# Design help/Is this Too Weird?



## Aarix (Sep 6, 2016)

Hey guys!
I'm really new here and I have a few questions regarding the design of my first anthro sona. 
Okay so here's what I've come up with so far:





They're some weird amalgamation of horned lizard, bearded vulture and spear nosed bat. 
Is this Too much? Would I be better off picking a single species and going with that? As I said, I'm really new to this, and I haven't really got a feel for the rules yet. I don't wanna end up being too much of a special snowflake 
So yeah any input would be super appreciated!


----------



## ExtinguishedHope (Sep 6, 2016)

I don't think it's too much.
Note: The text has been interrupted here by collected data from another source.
PR #968, opened 2021-07-09
[13.0][ADD] account_invoice_show_currency_rate: Show currency rate in invoices

victoralmau:
Show currency rate in invoices.

Please @pedrobaeza and @joao-p-marques can you review it?

@Tecnativa TT30632


account_invoice_show_currency_rate/README.rst
```diff
@@ -0,0 +1,85 @@
...
+
+.. contents::
+   :local:
+
+Usage
+=====
+
+o use this module, the company have to access rights Multi Currencies.
+
+#. Go to Invoicing > Configuration > Settings > Currencies > Multi-Currencies
```
joao-p-marques: This would probably fit better under `Configuration`. Also, maybe it could be clearer like this:
```suggestion
To use this module, the company must have Multi Currencies enabled.

#. Go to Invoicing > Configuration > Settings > Currencies > Multi-Currencies
```

account_invoice_show_currency_rate/models/account_move.py
```diff
@@ -0,0 +1,52 @@
...
+                total_debit = sum(item.line_ids.mapped("debit"))
+                item.currency_rate_amount = amount_currency_positive / total_debit
+            elif item.date and item.currency_id != item.company_id.currency_id:
+                rates = item.currency_id._get_rates(item.company_id, item.date)
+                item.currency_rate_amount = rates.get(item.currency_id.id)
+            else:
+                item.currency_rate_amount = 1
+
+    @api.onchange("date", "currency_id")
+    def _onchange_currency_account_invoice_show_currency_rate(self):
```
joao-p-marques: Where does this field come from? Do you mean `_onchange_currency`?

joao-p-marques (changes requested):
Code and functional review. I had some functional issues that I think might be related to my comments in the code.

account_invoice_show_currency_rate/models/account_move.py
victoralmau: Yes, these function is related to `_onchange_currency()`, we have call super-onchange and after `_compute_currency_rate_amount()` again. 
IMO it's necessary to customize onchange function to name.

pedrobaeza: This shouldn't be needed in a computed field. Add the fields in the depends instead.

account_invoice_show_currency_rate/README.rst
```diff
@@ -0,0 +1,85 @@
...
+.. |badge4| image:: https://img.shields.io/badge/weblate-Translate%20me-F47D42.png
+    :target: https://translation.odoo-community.org/projects/account-invoicing-13-0/account-invoicing-13-0-account_invoice_show_currency_rate
+    :alt: Translate me on Weblate
+.. |badge5| image:: https://img.shields.io/badge/runbot-Try%20me-875A7B.png
+    :target: https://runbot.odoo-community.org/runbot/95/13.0
+    :alt: Try me on Runbot
+
+|badge1| |badge2| |badge3| |badge4| |badge5| 
+
+This module show currency rate applied in invoices.
```
pedrobaeza:
```suggestion
This module shows the currency rate applied in invoices, so you can visually verify what is going to be applied for the exchange, or which one was applied once converted to company currency.
```

account_invoice_show_currency_rate/README.rst
```diff
@@ -0,0 +1,85 @@
...
+
+**Table of contents**
+
+.. contents::
+   :local:
+
+Usage
+=====
+
+o use this module, the company have to access rights Multi Currencies.
```
pedrobaeza: I agree this should be in the configuration section, and with this rephrasing. Having steps is for differentiating the things you do on screen:
```suggestion
Enable the option for multiple currencies in your instance:

#. Go to *Invoicing > Configuration > Settings*
#. Search for or locate the section "Currencies".
#. Enable "Multi-Currencies" option there.
```

account_invoice_show_currency_rate/README.rst
```diff
@@ -0,0 +1,85 @@
...
+
+#. Go to Invoicing > Configuration > Settings > Currencies > Multi-Currencies
+#. Go to any draft invoice
```
pedrobaeza, line 41: Please always put whole steps. How do you get to any draft invoice? Do these instructions creating a new invoice. I'll explain later why.

account_invoice_show_currency_rate/README.rst
```diff
@@ -0,0 +1,85 @@
...
+#. Change the invoice currency
+#. A default currency rate, based on invoice date and the selected currency will be set
```
pedrobaeza:
```suggestion
#. The proper currency rate, based on the invoice date and the selected currency, will be shown.
```

account_invoice_show_currency_rate/README.rst
```diff
@@ -0,0 +1,85 @@
...
+
```
pedrobaeza, line 61: Add now usage instructions when the invoice already contains lines and there are totals to the division computation:

```suggestion
#. Add any invoice line.
#. Odoo has already generated the journal item lines with the rate applied, so the currency rate shown is get from the division between the amount in currency by the amount in company currency.

```

account_invoice_show_currency_rate/README.rst
```diff
@@ -0,0 +1,85 @@
...
+~~~~~~~
+
+* Tecnativa
+
+Contributors
+~~~~~~~~~~~~
+
+* `Tecnativa <https://www.tecnativa.com>`_:
+
+  * Víctor Martínez
```
pedrobaeza, line 86: Designer also counts here :wink:

account_invoice_show_currency_rate/models/account_move.py
```diff
@@ -0,0 +1,46 @@
...
+    @api.depends("date", "state", "company_id", "currency_id")
+    def _compute_currency_rate_amount(self):
+        """ It's necessary to define value according to some cases:
+        - Case A: Currency is equal to company currency (Value = 1)
+        - Case B: Move exist previously (posted) and get real rate according to lines
+        - Case C: Get expected rate (according to date) to show some value in creation.
+        """
+        for item in self:
+            if (
+                item.state == "posted"
```
pedrobaeza: I think the condition shouldn't be on the state, but if you have `amount_currency` or not.

account_invoice_show_currency_rate/models/account_move.py
```diff
@@ -0,0 +1,46 @@
...
+    _inherit = "account.move"
+
+    currency_rate_amount = fields.Float(
+        string="Rate amount",
+        compute="_compute_currency_rate_amount",
+        store=True,
+        digits=0,
+    )
+
+    @api.depends("date", "state", "company_id", "currency_id")
```
pedrobaeza: You should depend on the real fields that changes the computation:

* date
* amount_currency
* company_id
* currency_id

account_invoice_show_currency_rate/models/account_move.py
```diff
@@ -0,0 +1,46 @@
...
+                )
+                total_debit = sum(item.line_ids.mapped("debit"))
+                item.currency_rate_amount = amount_currency_positive / total_debit
+            elif item.date and item.currency_id != item.company_id.currency_id:
+                rates = item.currency_id._get_rates(item.company_id, item.date)
+                item.currency_rate_amount = rates.get(item.currency_id.id)
+            else:
+                item.currency_rate_amount = 1
+
+    def action_post(self):
```
pedrobaeza: This is not needed with the previous comment, but even in this code state, it shouldn't be as well, as you have included `state` in the depends list.

account_invoice_show_currency_rate/views/account_move_view.xml
```diff
@@ -0,0 +1,20 @@
...
+-->
+<odoo>
+    <record id="account_move_form" model="ir.ui.view">
+        <field name="name">account.move.form</field>
+        <field name="model">account.move</field>
+        <field name="inherit_id" ref="account.view_move_form" />
+        <field name="arch" type="xml">
+            <field name="currency_id" position="before">
+                <field
+                    name="currency_rate_amount"
```
pedrobaeza, line 14: This shouldn't shown when the currency is the same as the company currency.

account_invoice_show_currency_rate/views/account_move_view.xml
```diff
@@ -0,0 +1,20 @@
...
+                    readonly="True"
```
pedrobaeza: This is redundant. A computed field is already readonly by default.

account_invoice_show_currency_rate/views/account_move_view.xml
```diff
@@ -0,0 +1,20 @@
...
+                    groups="base.group_multi_currency"
```
pedrobaeza, line 15: Add `digits="[12,12]"` for proper visualization of whole rate.

account_invoice_show_currency_rate/models/account_move.py
```diff
@@ -0,0 +1,46 @@
...
+from odoo import api, fields, models
+
+
+class AccountMove(models.Model):
+    _inherit = "account.move"
+
+    currency_rate_amount = fields.Float(
+        string="Rate amount",
+        compute="_compute_currency_rate_amount",
+        store=True,
```
pedrobaeza: Don't do it `store`, or all existing invoices will need to recompute its value on installation/migration. Any reason for doing it stored that I lose?

account_invoice_show_currency_rate/models/account_move.py
```diff
@@ -0,0 +1,46 @@
...
+                        "amount_currency"
+                    )
+                )
+                total_debit = sum(item.line_ids.mapped("debit"))
+                item.currency_rate_amount = amount_currency_positive / total_debit
+            elif item.date and item.currency_id != item.company_id.currency_id:
+                rates = item.currency_id._get_rates(item.company_id, item.date)
+                item.currency_rate_amount = rates.get(item.currency_id.id)
+            else:
+                item.currency_rate_amount = 1
```
pedrobaeza: Better to set 0 than 1, and at the beginning of the compute method for all in one shot: `self.currency_rate_amount = 0`

pedrobaeza (changes requested):

account_invoice_show_currency_rate/models/account_move.py
pedrobaeza: I'm now getting the reason for that. Although it's going to be hidden, `1` is OK, yes. Do the other thing of putting it at the beginning in one shot.

account_invoice_show_currency_rate/models/account_move.py
victoralmau: Ok, i have removed `store=True` because is not really necessary.

account_invoice_show_currency_rate/views/account_move_view.xml
victoralmau: I have added invisible domain but not work fine. Any idea about it?

account_invoice_show_currency_rate/models/account_move.py
```diff
@@ -0,0 +1,50 @@
...
+                    item.line_ids.filtered(lambda x: x.amount_currency > 0).mapped(
+                        "amount_currency"
+                    )
+                )
+                total_debit = sum(item.line_ids.mapped("debit"))
+                item.currency_rate_amount = amount_currency_positive / total_debit
+            elif (
+                not item.line_ids.filtered(lambda x: x.amount_currency > 0)
+                or item.state != "posted"
+            ) and item.currency_id != item.company_id.currency_id:
```
joao-p-marques: You end up repeating this condition here and above for the first `if`. To avoid it, you can convert this into:

```suggestion
           else:
               if item.currency_id != item.company_id.currency_id:
```

or you could store that info in a variable at the beginning to avoid having to make multiple calls

account_invoice_show_currency_rate/models/account_move.py
```diff
@@ -0,0 +1,50 @@
...
+        - Case B: Move exist previously (posted) and get real rate according to lines
+        - Case C: Get expected rate (according to date) to show some value in creation.
+        """
+        for item in self:
+            item.currency_rate_amount = 1
+            if item.state == "posted" and item.line_ids.filtered(
+                lambda x: x.amount_currency > 0
+            ):
+                amount_currency_positive = sum(
+                    item.line_ids.filtered(lambda x: x.amount_currency > 0).mapped(
```
joao-p-marques: Also, as this value `item.line_ids.filtered(lambda x: x.amount_currency > 0)` is the same you use above for the comparison, you can store it in a variable to avoid the multiple calls…

account_invoice_show_currency_rate/README.rst
```diff
@@ -0,0 +1,103 @@
...
+Enable the option for multiple currencies in your instance:
+
+#. Go to Invoicing > Configuration > Settings > Currencies > Multi-Currencies
+#. Go to any draft invoice
+#. Change the invoice currency
+#. The proper currency rate, based on the invoice date and the selected currency, will be shown.
+#. Add any invoice line.
+#. Odoo has already generated the journal item lines with the rate applied, so the currency rate shown is get from the division between the amount in currency by the amount in company currency.
+
+It's really necessary to exists some rates about not company currency distinct to 1.0, for example from EUR:
```
joao-p-marques:
```suggestion
Some rates must be defined (and be distinct to 1.0) for currencies different from the company default.
```

joao-p-marques (changes requested):
Code and functional review 👍 

Apart from this, maybe try to improve the functional documentation, as suggested by @pedrobaeza

account_invoice_show_currency_rate/models/account_move.py
```diff
@@ -0,0 +1,48 @@
...
+        "show_currency_rate_amount",
+    )
+    def _compute_currency_rate_amount(self):
+        """ It's necessary to define value according to some cases:
+        - Case A: Currency is equal to company currency (Value = 1)
+        - Case B: Move exist previously (posted) and get real rate according to lines
+        - Case C: Get expected rate (according to date) to show some value in creation.
+        """
+        for item in self:
+            item.currency_rate_amount = 1
```
pedrobaeza: You can assign in one shot:
```suggestion
        self.currency_rate_amount = 1
```

account_invoice_show_currency_rate/tests/test_account_move.py
```diff
@@ -0,0 +1,102 @@
...
+
+    def test_01_invoice_usd(self):
+        self.partner.property_product_pricelist = self.pricelist_usd
+        invoice = self._create_invoice(self.currency_usd)
+        self.assertEqual(invoice.state, "posted")
+        self.assertEqual(len(invoice.invoice_line_ids), 1)
+        self.assertTrue(
+            invoice.invoice_line_ids.filtered(lambda x: x.product_id == self.product)
+        )
+        self.assertEqual(invoice.currency_id, self.currency_usd)
```
pedrobaeza: Don't check things that doesn't belong to this module.

account_invoice_show_currency_rate/tests/test_account_move.py
```diff
@@ -0,0 +1,102 @@
...
+
+    def test_02_invoice_eur(self):
+        self.partner.property_product_pricelist = self.pricelist_eur
+        invoice = self._create_invoice(self.currency_eur)
+        self.assertEqual(invoice.state, "posted")
+        self.assertEqual(len(invoice.invoice_line_ids), 1)
+        self.assertTrue(
+            invoice.invoice_line_ids.filtered(lambda x: x.product_id == self.product)
+        )
+        self.assertEqual(invoice.currency_id, self.currency_eur)
```
pedrobaeza: Don't check things that doesn't belong to this module.

pedrobaeza (approved):

pedrobaeza:
@joao-p-marques please re-check

account_invoice_show_currency_rate/models/account_move.py
```diff
@@ -0,0 +1,47 @@
...
+        - Case C: Get expected rate (according to date) to show some value in creation.
+        """
+        self.currency_rate_amount = 1
+        for item in self.filtered("show_currency_rate_amount"):
+            lines = item.line_ids.filtered(lambda x: x.amount_currency > 0)
+            if item.state == "posted" and lines:
+                amount_currency_positive = sum(lines.mapped("amount_currency"))
+                total_debit = sum(item.line_ids.mapped("debit"))
+                item.currency_rate_amount = amount_currency_positive / total_debit
+            elif not lines or item.state != "posted":
```
joao-p-marques:
```suggestion
            else:
```

joao-p-marques (commented):
Just a little comment, otherwise looks good :+1:

account_invoice_show_currency_rate/models/account_move.py
victoralmau: Thanks, but is not correct because we ONLY change "default value" (1) in these case.

joao-p-marques: Ok, but this condition is the negation of the one in the `if`, so the result will be the same, right?

victoralmau: Not exactly, in these case we only apply when not lines OR state != 'posted', is not else.

yajo: Actually it is the same, so better just put the else.

joao-p-marques: Ok, but your condition `not lines or item.state != "posted"` is the [logic negation](https://en.wikipedia.org/wiki/Negation) of `item.state == "posted" and lines`, so the result here will be the same. Changing it to `else` avoids the extra check in the code. If this is not the desired behavior, then the current condition might be wrong...

pedrobaeza:
@joao-p-marques please refresh your review

joao-p-marques (approved):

Your design looks unique enough to stand out, but it's not obnoxious or too "special."  The color pallet is awesome, and it's a good concept overall.


----------



## Shadowblackwolf (Sep 6, 2016)

The number one rule of creating a fursona.....there are no rules to creating a fursona.
Yours looks fine. the proportions are right, the coloring isn't too bad, the colors blend well, and the amount of detail is nominal.
It stands out, but doesn't scream "hey look at me!"
Subtle uniqueness. that's what I like.


----------



## Nataku (Sep 7, 2016)

Hybrids (when you mix more than one species together to make your character/sona) are a fairly common part of the fandom. Your fellow up there looks perfectly reasonable in a fandom where anything goes. Also, the individual parts which make up the various combined species are able to be picked out and not totally muddled up to a point of being unrecognizable, which is another aspect I personally really like. Maybe some people like 'sparkle fluff monster of indescribable origins' but again, great thing about furry art is anything goes. Its all what you like. You like the design? Good. That's the important part.
I think it's good because the design isn't overly bright, not too busy as to become muddy,  and doesn't clash with itself. Besides, so you don't bird + bat anything often enough, far as I'm concerned. Throw a badass lizard on top of it? Rock on.


----------



## Piccolora (Sep 7, 2016)

That looks badass! I think for what you put into it, it doesn't look overly cluttered or 'trying too hard'. Looks great! You'd be star of the show if you showed up in a fursuit of this character.


----------



## Aarix (Sep 9, 2016)

Thanks for the feedback and the support guys! Really appreciate it c:


----------



## racoondevil (Feb 14, 2017)

Weird is french for interesting.  Or waffle.  I don't know I'm not a community collage professor.  But still that looks great.


----------



## Martin2W (Feb 14, 2017)

Aarix said:


> Hey guys!
> I'm really new here and I have a few questions regarding the design of my first anthro sona.
> Okay so here's what I've come up with so far:
> 
> ...


Your design is very good, I like it.


----------



## Xing Tian (Feb 14, 2017)

looks cool! all my sona designs are rather basic


----------